Task requirements =>
Verbatim output required. Print the data in full.
╔══
PR #1345, opened 2026-08-25
docs(rfc): define scope organization and agent integration

PsiACE:
# Which issue or RFC does this PR close?

Refs #1219 #1238 .

Close #1238

# Rationale for this change

The current Scope model does not clearly separate ownership, hierarchy, sharing, delivery, and reporting. This RFC defines how these concerns work together without adding another Project identity.

# What changes are included in this PR?

- Add the RFC in English and Chinese.
- Define Scope ownership, Parent, Context References, Artifact publication, and observation selection.
- Describe Agent binding, Agent handoff, Dashboard aggregation, and Handoff Report behavior.
- Define how integrations should allocate Scope IDs and remove the dependency on `project_id`.

# Are there any user-facing changes?

No. This PR only adds documentation. It does not change runtime behavior, public APIs, or persisted data.

The RFC describes proposed API and data model changes for later implementation.

# How was this change tested?

```text
make docs-test
git diff --check
```

The commit hooks also passed.

# AI usage statement

Used Codex with GPT-5 to inspect the repository and help draft and edit the RFC.

PR #1401, opened 2026-08-30
feat: implement scope organization runtime for RFC #1345

PsiACE:

Implements the runtime design in #1345.

# Rationale for this change

Scope is the durable boundary for memory ownership, isolation, sharing, and reporting. The runtime and Agent integrations need to use the same server-owned Scope model instead of Project, Workstream, or client-generated Scope identifiers.

- Adds durable Scope hierarchy, metadata, default selection, and session or workspace bindings.
- Adds direct Context References and exact cross-Scope Artifact References with provenance.
- Uses Scope selection for context reads, statistics, Handoff Reports, and artifact publication.
- Removes the Project and Workstream report model and its compatibility paths.
- Updates bundled Agent integrations to resolve, reuse, and derive server-owned Scopes.
- Updates HTTP, MCP, generated clients, configuration, documentation, and acceptance coverage.
- Makes the E2E harness provision real Scopes before running Agent workflows.

Yes. This is a breaking change:

- Scope replaces Project and Workstream as the organization and reporting boundary.
- Scope IDs are generated by the service; integrations must resolve or create a Scope before writing.
- Context and report queries select all visible Scopes, one exact Scope, or a Scope subtree.
- No compatibility or migration period is included.

# How was this change tested?

- `make check`
- `make test`
- `make contract-test`
- `make docs-test`
- `make harness-check`
- GitHub Actions on Python 3.11, 3.12, 3.13, and 3.14
- SQLite and OceanBase acceptance scenarios

# AI usage statement

OpenAI Codex was used for code analysis, implementation, tests, and documentation editing.


src/powercontext/builtin/runtime/application.py
```diff
@@ -336,26 +365,103 @@ async def prepare(self, request: PrepareContextRequest, /) -> PreparedContext:
 
     async def _prepare(self, request: PrepareContextRequest, /) -> PreparedContext:
         builder = PreparedContextBuilder()
+        scope_ids = [self.scope_id]
+        if self._runtime.scopes is not None:
+            try:
+                scope = await self._runtime.scopes.get(self.scope_id)
+            except ScopeNotFoundError:
+                pass
```
Teingi: Swallowing `ScopeNotFoundError` makes an unregistered Scope behave like a valid legacy partition. On this head, capturing a Source under `project:orphan` succeeded, but `list_scopes` and an `all` selection contained only the default Scope, leaving the durable data invisible to Statistics, Dashboard, and Handoff Report. Please validate every current-scope data-plane operation through `ScopeApplication` (with an explicit migration path for legacy partitions) instead of continuing after this exception.

integrations/codex/plugins/powercontext/hooks/bind_tools.py
```diff
@@ -0,0 +1,148 @@
...
+            _allow({
+                "explicit_scope_id": settings.scope_id,
+                "binding_keys": binding_keys(cwd, session_id=session_id),
+            })
+            return 0
+        if operation in _HOST_OPERATIONS:
+            _allow(dict(tool_input))
+            return 0
+        if operation not in _SCOPE_BOUND_OPERATIONS:
+            return 0
```
Teingi, line 124: This pass-through leaves 14 OpenAPI operations marked `x-powercontext-scope-mode: current` outside the binding guard, including `prepare_context`, `flush_memory`, and `prepare_handoff`. A `prepare_context` PreToolUse payload with `scope_id: "agent-selected"` produces no hook output, so the model-supplied Scope is neither replaced nor denied. Please derive or validate this set against the generated OpenAPI metadata and add a contract test that every `current` operation is guarded.

src/powercontext/builtin/persistence/artifacts.py
```diff
@@ -240,6 +243,42 @@ async def revisions(
...
+
+        _require_scope(target_scope_id)
+        artifact_type = self._artifact_type(source.family)
+        ref = ArtifactRef(family=source.family, artifact_id=target_artifact_id, revision=1)
+        copied = await self._insert_revision(
+            connection,
+            target_scope_id,
+            artifact_type,
+            ref,
+            source.content,
```
Teingi, line 266: Copying only `source.content` is insufficient for the Memory family. Publishing an exact Memory revision on this head returned a new `memory/pub_*@1`, but reading an entry through that target citation raised `ArtifactNotFoundError`, and the target Scope still had no current Memory. The entry versions/heads and target head integration were not copied. Please make Memory publication family-aware and atomic, or reject it until the complete target state can be created.

src/powercontext/builtin/scope/application.py
```diff
@@ -0,0 +1,291 @@
...
+        self,
+        database: AsyncDatabase,
+        *,
+        repository: ScopeRepository | None = None,
+        id_factory: ScopeIdFactory | None = None,
+    ) -> None:
+        self._database = database
+        self._repository = ScopeRepository() if repository is None else repository
+        self._id_factory = generate_scope_id if id_factory is None else id_factory
+        self._write_lock = asyncio.Lock()
```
╚══
Answer for the task =>
PR #1345, opened 2026-08-25
docs(rfc): define scope organization and agent integration

PsiACE:
# Which issue or RFC does this PR close?

Refs #1219 #1238 .

Close #1238

# Rationale for this change

The current Scope model does not clearly separate ownership, hierarchy, sharing, delivery, and reporting. This RFC defines how these concerns work together without adding another Project identity.

# What changes are included in this PR?

- Add the RFC in English and Chinese.
- Define Scope ownership, Parent, Context References, Artifact publication, and observation selection.
- Describe Agent binding, Agent handoff, Dashboard aggregation, and Handoff Report behavior.
- Define how integrations should allocate Scope IDs and remove the dependency on `project_id`.

# Are there any user-facing changes?

No. This PR only adds documentation. It does not change runtime behavior, public APIs, or persisted data.

The RFC describes proposed API and data model changes for later implementation.

# How was this change tested?

```text
make docs-test
git diff --check
```

The commit hooks also passed.

# AI usage statement

Used Codex with GPT-5 to inspect the repository and help draft and edit the RFC.

PR #1401, opened 2026-08-30
feat: implement scope organization runtime for RFC #1345

PsiACE:

Implements the runtime design in #1345.

# Rationale for this change

Scope is the durable boundary for memory ownership, isolation, sharing, and reporting. The runtime and Agent integrations need to use the same server-owned Scope model instead of Project, Workstream, or client-generated Scope identifiers.

- Adds durable Scope hierarchy, metadata, default selection, and session or workspace bindings.
- Adds direct Context References and exact cross-Scope Artifact References with provenance.
- Uses Scope selection for context reads, statistics, Handoff Reports, and artifact publication.
- Removes the Project and Workstream report model and its compatibility paths.
- Updates bundled Agent integrations to resolve, reuse, and derive server-owned Scopes.
- Updates HTTP, MCP, generated clients, configuration, documentation, and acceptance coverage.
- Makes the E2E harness provision real Scopes before running Agent workflows.

Yes. This is a breaking change:

- Scope replaces Project and Workstream as the organization and reporting boundary.
- Scope IDs are generated by the service; integrations must resolve or create a Scope before writing.
- Context and report queries select all visible Scopes, one exact Scope, or a Scope subtree.
- No compatibility or migration period is included.

# How was this change tested?

- `make check`
- `make test`
- `make contract-test`
- `make docs-test`
- `make harness-check`
- GitHub Actions on Python 3.11, 3.12, 3.13, and 3.14
- SQLite and OceanBase acceptance scenarios

# AI usage statement

OpenAI Codex was used for code analysis, implementation, tests, and documentation editing.


src/powercontext/builtin/runtime/application.py
```diff
@@ -336,26 +365,103 @@ async def prepare(self, request: PrepareContextRequest, /) -> PreparedContext:
 
     async def _prepare(self, request: PrepareContextRequest, /) -> PreparedContext:
         builder = PreparedContextBuilder()
+        scope_ids = [self.scope_id]
+        if self._runtime.scopes is not None:
+            try:
+                scope = await self._runtime.scopes.get(self.scope_id)
+            except ScopeNotFoundError:
+                pass
```
Teingi: Swallowing `ScopeNotFoundError` makes an unregistered Scope behave like a valid legacy partition. On this head, capturing a Source under `project:orphan` succeeded, but `list_scopes` and an `all` selection contained only the default Scope, leaving the durable data invisible to Statistics, Dashboard, and Handoff Report. Please validate every current-scope data-plane operation through `ScopeApplication` (with an explicit migration path for legacy partitions) instead of continuing after this exception.

integrations/codex/plugins/powercontext/hooks/bind_tools.py
```diff
@@ -0,0 +1,148 @@
...
+            _allow({
+                "explicit_scope_id": settings.scope_id,
+                "binding_keys": binding_keys(cwd, session_id=session_id),
+            })
+            return 0
+        if operation in _HOST_OPERATIONS:
+            _allow(dict(tool_input))
+            return 0
+        if operation not in _SCOPE_BOUND_OPERATIONS:
+            return 0
```
Teingi, line 124: This pass-through leaves 14 OpenAPI operations marked `x-powercontext-scope-mode: current` outside the binding guard, including `prepare_context`, `flush_memory`, and `prepare_handoff`. A `prepare_context` PreToolUse payload with `scope_id: "agent-selected"` produces no hook output, so the model-supplied Scope is neither replaced nor denied. Please derive or validate this set against the generated OpenAPI metadata and add a contract test that every `current` operation is guarded.

src/powercontext/builtin/persistence/artifacts.py
```diff
@@ -240,6 +243,42 @@ async def revisions(
...
+
+        _require_scope(target_scope_id)
+        artifact_type = self._artifact_type(source.family)
+        ref = ArtifactRef(family=source.family, artifact_id=target_artifact_id, revision=1)
+        copied = await self._insert_revision(
+            connection,
+            target_scope_id,
+            artifact_type,
+            ref,
+            source.content,
```
Teingi, line 266: Copying only `source.content` is insufficient for the Memory family. Publishing an exact Memory revision on this head returned a new `memory/pub_*@1`, but reading an entry through that target citation raised `ArtifactNotFoundError`, and the target Scope still had no current Memory. The entry versions/heads and target head integration were not copied. Please make Memory publication family-aware and atomic, or reject it until the complete target state can be created.

src/powercontext/builtin/scope/application.py
```diff
@@ -0,0 +1,291 @@
...
+        self,
+        database: AsyncDatabase,
+        *,
+        repository: ScopeRepository | None = None,
+        id_factory: ScopeIdFactory | None = None,
+    ) -> None:
+        self._database = database
+        self._repository = ScopeRepository() if repository is None else repository
+        self._id_factory = generate_scope_id if id_factory is None else id_factory
+        self._write_lock = asyncio.Lock()
```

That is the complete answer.